Comité Politiques et coordination du Programme conjoint de recherche en santé sexuelle et reproductive de l’OMS, FNUAP, UNICEF, PNUD et Banque mondiale

Point 11 - Santé sexuelle et reproductive et droits associés dans les situations de crise humanitaire : travaux menés par le HRP en partenariat

Intervention de la France

Genève, le 21 mars 2018

La version prononcée fait foi.

Monsieur le Directeur,

Chers collègues,

L’accès universel à la santé sexuelle et reproductive et aux droits qui y sont associés doit être préservé, en particulier dans les situations de crise, qui en 2018 affecteront 136 millions d’individus d’après le Bureau de la coordination des affaires humanitaires OCHA. Parmi eux, UNFPA estime que 34 millions de femmes en âge de procréer, et 5 millions de femmes enceintes nécessiteront une assistance humanitaire.

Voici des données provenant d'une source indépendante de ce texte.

PR #602, opened 2026-09-05
test: make the suite deterministic — fixed-tick guard + waitFor conversions + single worker source

robertcsakany:
## Summary

Implements `make-test-suite-deterministic` (scope-amended — see `SHIP_IT_BLOCKED.md` in the change dir for the approved defect-A drop; already fixed upstream by 71ea6e593).

- **Fixed-tick barriers → waitFor:** the 10 client test files that awaited a bare-resolve `setTimeout` as an assertion barrier now poll (`waitFor` / mock-state) — the rotating local-red class. `PairLanding`'s mock-internal yield is kept and annotated as the guard's per-occurrence opt-out exemplar.
- **Machine enforcement:** `scripts/check-fixed-tick-waits.mjs` (client census, per-occurrence opt-out, stderr naming) + CI step + vitest wrapper (`scripts/__tests__/fixed-tick-waits.test.mjs`, test-plan E10–E14/P3/X5). 483 client test files, 0 violations.
- **maxWorkers single source of truth:** repo-root `vitest.workers.ts` (`PARALLEL_MAX_WORKERS = "50%"`) imported by all 27 parallel vitest configs by relative path (no dependency edge); the 7 serial projects keep explicit `1`. Census guard `scripts/__tests__/vitest-workers.test.mjs` (E15–E17/P1). No effective worker count changed anywhere.
- **F2 behaviour-preservation census:** `fixed-tick-conversion-equivalence.test.ts` pins the 10 converted files' test ids to the merge base — the conversion cannot silently add/drop/rename tests (it correctly caught #597's 11 incoming PathPicker tests during the develop merge).

## Scope amendment & review

- Planning artifacts amended with author approval after filesystem-reality checks invalidated defect A (evidence: `SHIP_IT_BLOCKED.md`).
- Isolated `@review` gate ran with the review-code rubric; blocking finding (mutation-harness residue visible mid-run) resolved by process discipline; minors applied (guard regex widening: two-param/function-form/multiline/sleep-helper; P1 census tightening).
- Keeper E5 one-shot read race absorbed by approved decision (poll-for-child-bytes before purity assert).

## Test evidence

- Change-scoped suites green in **all 8 full-suite runs** on a loaded dev box; standalone guard: 483 files / 0 violations; enforcers green (conventions, dox-byte-gate, i18n ×2, knip-config, knip baseline-diff). Knip ratchet is red +10/+2/+1 **byte-identically on origin/develop** (pre-existing drift, nightly-owned; baseline untouched, ceiling not raised).
- P2 (3-run soak) environment-limited by the same pre-existing rotating population; follow-up filed: `contention-harden-real-process-tests` (documented in the change's design notes + tasks).

See change: make-test-suite-deterministic


robertcsakany:
Review fixes applied (84f6→see push):

1. **keeper label** — design.md now labels keeper E5 as baseline-only casualty (fixed mid-verification, green since).
2. **`.ts`→`.mjs`** — corrected in test-plan + tasks.
3. **E15 omission** — partially applied with evidence: vitest's unset `maxWorkers` default is `numCpus-1` (verified in vitest dist: `getDefaultThreadsCount`), NOT 50% — so adopting the module in `dashboard-plugin-skill` would change its effective worker count (15→8), violating design D3's no-value-change mandate. Documented as an explicit exception in E15; full adoption is a decision for the follow-up.
4. **F2 scope** — reworded to test-id/count preservation only; assertion preservation remains a diff-review criterion (no-weakening guard + @review gate enforced it on this diff).
5. **PathPicker** — both refetch sites now flush the resolved browseDirectory result into component state (`await act(async () => {}`) after the call-count poll, before the Enter/Create-row assertions.

PR #610, opened 2026-09-05
feat(config): add configurable readinessTimeoutMs for bridge cold-start readiness

pikujs:
## Why

The bridge auto-spawn gives the dashboard server a fixed **10 s** cold-start readiness window, hardcoded at the `launchServer` call site (`packages/extension/src/server-launcher.ts` → `healthTimeoutMs: 10_000`). On slow hosts the server's real cold start — dominated by the startup session scan, which grows with the number of sessions under `~/.pi/agent/sessions` — can outlive that window.

Measured on a machine with 229 sessions: **~16.5 s** from spawn to `writePid()`, plus more for health-OK. When the window expired, the bridge reported:

```
Warning: Dashboard server failed to start: readiness timeout
See log: ~/.pi/dashboard/server.log
```

…while the server went on to boot healthily in the background (HTTP 200 seconds later). The warning is misleading — nothing failed — and unactionable, since the window is not configurable; the only user-side remedy is patching `node_modules`. This is the same scenario `fix-bridge-server-start-diagnostics` anticipated ("slow hosts reach `writePid()` but are not health-OK within 2 s"), just at a larger margin.

## What Changes

- **`packages/shared/src/config.ts`** — new `readinessTimeoutMs` field on `DashboardConfig`: a positive finite number is honored; anything else falls back to the 10 s default (the historical hardcoded value, so existing configs see **zero behavior change**). Included in `ensureConfig`'s written defaults for discoverability. Doc comment spells out that the timeout is a readiness *budget*, not a boot deadline: expiry only controls when the bridge surfaces a warning; the spawned server keeps booting regardless.
- **`packages/extension/src/server-launcher.ts`** — `launchServer` forwards `config.readinessTimeoutMs` (10 s fallback for legacy config objects) as `healthTimeoutMs` instead of the hardcoded constant.

**Not in scope:** the standalone CLI path (`packages/server/src/cli.ts`, hardcoded 30 s) — it already tolerates slow starts, and this change's scope is the bridge path that produced the observed failure. It can adopt the same field later if desired.

OpenSpec proposal: `openspec/changes/add-configurable-readiness-timeout/proposal.md` (modifies `shared-config`, `bridge-auto-start-lifecycle`).

## Testing

- `packages/shared/src/__tests__/config.test.ts` — new case: defaults to 10 000; positive values round-trip; `0` / negative / non-numeric fall back to the default.
- `packages/extension/src/__tests__/server-launcher-launch.test.ts` — forwarding pin updated: default 10 s when the field is absent; configured value (60 000) wins when present.
- Both touched test files: **123/123 passing**. Repo-wide `pnpm test`: 18 011 passed; the 5 failures in 4 files reproduce identically on a clean `develop` checkout (real-`fs.watch`/docker/timer-dependent environment tests) and are unrelated to this change. `tsc --noEmit` clean.

### DIFF
--- a/docs/architecture.md
+++ b/docs/architecture.md
@@ -2739,6 +2739,7 @@ Precedence: CLI flags → environment variables → config file (`~/.pi/dashboar
 | `autoStart` | true | Bridge extension auto-starts server if not running |
 | `autoShutdown` | false | Server shuts down after idle period (disabled by default; enable for TUI auto-start scenarios) |
 | `shutdownIdleSeconds` | 300 | Idle timeout before auto-shutdown |
+| `readinessTimeoutMs` | 10000 | Bridge auto-spawn cold-start readiness budget (ms). Expiry surfaces "readiness timeout" warning only; spawned server keeps booting. Raise on slow hosts (large session scan). Positive number clamped to [1000, 600000]; anything else falls back to default. Auto-start lock staleness bound derived from it: `spawnReadinessBudgetMs` = max(3x value, 30000); raising it cannot break the single-flight lock |
 | `spawnStrategy` | `"headless"` | How to spawn new sessions: `"headless"` or `"tmux"` |
 | `tunnel.enabled` | true | Enable Gateway (internal id `tunnel`) for remote access |
 | `tunnel.provider` | — | `"zrok"`\|`"ngrok"`\|`"tailscale"`\|`"zerotier"`. Required when enabled |
--- a/openspec/changes/add-configurable-readiness-timeout/.openspec.yaml
+++ b/openspec/changes/add-configurable-readiness-timeout/.openspec.yaml
@@ -1,0 +1,2 @@
+schema: spec-driven
+created: 2026-09-05
--- a/openspec/changes/add-configurable-readiness-timeout/proposal.md
+++ b/openspec/changes/add-configurable-readiness-timeout/proposal.md
@@ -1,0 +1,30 @@
+## Why
+
+The bridge's auto-spawn gives the dashboard server a fixed 10 s cold-start readiness window, hardcoded at the `launchServer` call site (`packages/extension/src/server-launcher.ts`, `healthTimeoutMs: 10_000`). On slow hosts the server's real cold start can outlive that window — the dominant cost is the startup session scan, which grows with the number of sessions under `~/.pi/agent/sessions`. A measured cold start with 229 sessions took ~16.5 s from spawn to `writePid()`, plus more for health-OK.
+
+When the window expires, the bridge reports `Dashboard server failed to start: readiness timeout` while the server goes on to boot healthily in the background (HTTP 200 seconds later). The warning is misleading — nothing failed — and unactionable: the window is not configurable, so affected users' only remedy is patching `node_modules`. This mirrors the situation the `fix-bridge-server-start-diagnostics` change already anticipated ("slow hosts reach `writePid()` but are not health-OK within 2 s"), just at a larger margin.
+
+## What Changes
+
+- Add `readinessTimeoutMs` to `DashboardConfig` (`packages/shared/src/config.ts`), parsed from `~/.pi/dashboard/config.json` like the sibling numeric fields: a positive finite number is honored, anything else falls back to the 10 s default (the historical hardcoded value, so existing configs see zero behavior change). Included in `ensureConfig`'s written defaults for discoverability.
+- `launchServer` (`packages/extension/src/server-launcher.ts`) forwards `config.readinessTimeoutMs` (with a 10 s fallback for legacy config objects) as `healthTimeoutMs` to the shared `launchDashboardServer` primitive.
+- The timeout is a readiness **budget**, not a boot deadline: expiry only controls how long the bridge waits before surfacing the warning. The spawned server keeps booting either way, so a value below the real cold start produces a spurious error next to a healthy server — the doc comment on the new field says so explicitly.
+
+**Not in scope:** the standalone CLI path (`packages/server/src/cli.ts`, hardcoded 30 s) — it already tolerates slow starts, and this change's scope is the bridge path that produced the observed failure. It can adopt the same field later if wanted.
+
+## Capabilities
+
+### New Capabilities
+
+_(none — this modifies an existing capability)_
+
+### Modified Capabilities
+
+- `shared-config`: schema gains `readinessTimeoutMs` (number, default `10000`); non-positive or non-numeric values fall back to the default.
+- `bridge-auto-start-lifecycle`: the spawn readiness window is taken from `readinessTimeoutMs` instead of a hardcoded constant; semantics of expiry (warning + background boot continues) are unchanged.
+
+## Impact
+
+- **Code**: `packages/shared/src/config.ts` (field + default + parse + `ensureConfig`), `packages/extension/src/server-launcher.ts` (forwarding + doc comment).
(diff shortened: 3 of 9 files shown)


pikujs:
Note for reviewers: this is a first-time fork PR, so the `CI` workflow run is currently in `action_required` state pending workflow approval — it needs a maintainer to click "Approve and run" before checks execute.

Local verification done in lieu of that run: touched test files 123/123 green; repo-wide `pnpm test` 18 011 passed with only environment-dependent failures (real-`fs.watch` / docker / timer tests) that reproduce identically on a clean `develop` checkout; `tsc --noEmit` clean; `pnpm spec:validate` 573/573; `biome check --changed` reports only pre-existing findings present on `develop`.

robertcsakany (changes requested):
## Advisory review (local deep-audit, files outside the diff included)

First: this is a well-built change — the parse mirrors `subagentTickThrottleMs` exactly, the doc comment honestly distinguishes readiness *budget* from boot deadline, both forwarding paths are pinned in tests, and default behavior is genuinely zero-change. The finding below only surfaced by auditing the lock machinery *around* the diff.

### issue(blocking): raising the window past 30 s breaks the auto-start lock invariant

`packages/extension/src/server-launcher.ts` (forwarding) ↔ `packages/shared/src/config.ts:669` ↔ `packages/extension/src/autostart-lock.ts:97,118`

`SPAWN_READINESS_BUDGET_MS` (= `HEALTH_CHECK_TIMEOUT_MS × 3` = 30 s) bounds auto-start **lock staleness**, and is documented as "deliberately LARGER than the health poll". This PR makes the health poll configurable but leaves the budget constant — so the documented invariant (budget > poll) silently inverts for any configured value > 30 s.

Concretely: the lock is `childPid`-less for the entire readiness window (`server-auto-start.ts` records `childPid` only on readiness success — the "Accepted gap" comment), so `isLockStale` falls through to pure age: `now - startedAt > 30_000`. With `readinessTimeoutMs: 60000` (this PR's own test value), at t=30 s a second pi session declares the lock stale, breaks it, and spawns a **competing server** → `PortConflictError`. That converts today's cosmetic warning into a dual-spawn failure — for exactly the slow hosts this change targets.

**Suggested fix (no new config needed):** derive the effective budget from the configured timeout and thread it through the seam that already exists (`server-auto-start.ts` already takes `deps.readinessBudgetMs ?? SPAWN_READINESS_BUDGET_MS`):

```ts
const effectiveBudgetMs = Math.max(3 * readinessTimeoutMs, SPAWN_READINESS_BUDGET_MS);
```

and pass it as `readinessBudgetMs` on the auto-start path (optionally also scale `SERVER_STARTUP_DEADLINE_MS`, which is defined as `budget × 4` for the same anti-drift reason). Alternative: clamp `readinessTimeoutMs ≤ SPAWN_READINESS_BUDGET_MS` in `loadConfig`, but that caps the fix at 30 s, which may not cover the ~16.5 s + health-OK cold start described in the proposal on even slower hosts.

### issue(non-blocking): no upper clamp ⇒ unbounded readiness poll

`readinessTimeoutMs: 1e21` makes `deadline = now() + v === v` in `shared/src/server-launcher.ts:302` — the 300 ms poll and the bridge's launch spinner run for the session's lifetime and `onLaunchEnd` never fires. The doc comment advertises "no upper clamp"; suggest clamping in `loadConfig` (e.g. 10 min).

### issue(non-blocking): `10_000` magic number now exists in three places

`HEALTH_CHECK_TIMEOUT_MS` (config.ts:668) is the existing single source of truth; the diff hardcodes `10_000` in `DEFAULTS`, and in the `??` fallback in `server-launcher.ts`. Reference the constant in both.

### suggestion

- `proposal.md` is missing the `## Discipline Skills` section required by this repo's OpenSpec conventions (`scripts/check-conventions.mjs` Rule 4) — even "none apply" must be stated under the heading.
- The field appears in none of the four config-reference tables (`docs/architecture.md`, `README.md`, `docs/faq.md`, `docs/features.md`) — given the field's purpose is discoverability for slow-host operators, worth adding at least to `docs/architecture.md`.
- Parse accepts any positive finite number: `0.5` reproduces the spurious-timeout failure mode instantly. Consider a sane floor (≥ 1000 ms) and pinning `Infinity`/`NaN`/`null` in the config test.

robertcsakany:
Addressed in 36d8786 — CI green (28m31s), CodeRabbit clean.

**Blocking — raised readiness window inverts the lock invariant**
Fixed as suggested, via the existing `deps.readinessBudgetMs` seam. New exported helper in `packages/shared/src/config.ts`:

```ts
export function spawnReadinessBudgetMs(readinessTimeoutMs?: number): number {
  const poll = /* positive + finite, else HEALTH_CHECK_TIMEOUT_MS */;
  return Math.max(poll * 3, SPAWN_READINESS_BUDGET_MS);
}
```

`server-auto-start.ts` now does `deps.readinessBudgetMs ?? spawnReadinessBudgetMs(config.readinessTimeoutMs)`, and `autoStartServer`'s `config` param gained optional `readinessTimeoutMs`. The ×3 ratio is the existing one, so `budget > poll` holds for **every** configured value; with no config the result is byte-identical to the old constant (30 s), so no existing test moved.

Regression test in `server-auto-start-guarded.test.ts` — a childPid-less lock held 40 s ago by an alive session:
- under `readinessTimeoutMs: 60_000` (budget 180 s) the lock stays live → the second session takes the loser path, `launchServer` **not** called;
- under the default window (budget 30 s) the same lock still expires → spawn proceeds.

Verified red: reverting the budget line to the constant fails exactly the first case and nothing else.

`SERVER_STARTUP_DEADLINE_MS` deliberately stays constant, now stated in the proposal's not-in-scope: it bounds a server killing *itself* on a hung boot, not a spawner waiting, so a raised bridge window cannot turn it into a false positive.

**Non-blocking 1 — no upper clamp**
Clamped into `[READINESS_TIMEOUT_MIN_MS = 1_000, READINESS_TIMEOUT_MAX_MS = 600_000]` (10 min, as suggested). This also covers the parse-accepts-`0.5` suggestion — the floor is the same clamp. Non-finite input is unchanged: `Infinity`/`NaN`/`null` still fall back to the default (all three pinned, plus the raw `1e999` literal a hand-edited config can carry, since JSON has no `Infinity` token).

**Non-blocking 2 — `10_000` in three places**
`DEFAULTS.readinessTimeoutMs` and the `launchServer` `??` fallback now both reference `HEALTH_CHECK_TIMEOUT_MS`; the literal is gone from both.

**Suggestions**
- `proposal.md` gained `## Discipline Skills` (`doubt-driven-review`, `review-code`) — `node scripts/check-conventions.mjs` reports no violations. What-changes / not-in-scope / impact sections updated for the derived budget too.
- `docs/architecture.md` config reference gained the `readinessTimeoutMs` row (default, clamp range, expiry semantics, and the derived lock bound).

**Local verification:** full suite 18 007 passed. The 5 failures are the pre-existing environment-dependent ones (pi version pin, kb eval-guard, published-imports, bus-client type-negative fixture) that fail identically on an untouched checkout. `biome --changed` surfaces only diagnostics already present on the previous head.

One caveat for anyone re-running locally in a git worktree: `tsc --noEmit` resolves `@blackbelt-technology/pi-dashboard-shared` through the **main** checkout's `node_modules` symlink, so it cannot see `readinessTimeoutMs` at all — including the field this PR's first commit added. CI's fresh install is the authoritative typecheck.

Les besoins sont immenses, puisque 500 femmes et jeunes filles chaque jour meurent encore en couche dans les contextes humanitaires. D’après les données de l’OMS, parmi les 10 pays avec les taux de mortalité maternelle les plus élevés, 8 sont touchés par des conflits en cours ou récents. Le taux de mortalité des nouveau-nés est également parmi les plus élevés dans les pays touchés par les crises humanitaires et les conflits. Les femmes et les jeunes filles sont aussi plus à risque de subir des violences sexuelles et doivent, lorsque cela arrive, avoir accès à des soins de santé de qualité.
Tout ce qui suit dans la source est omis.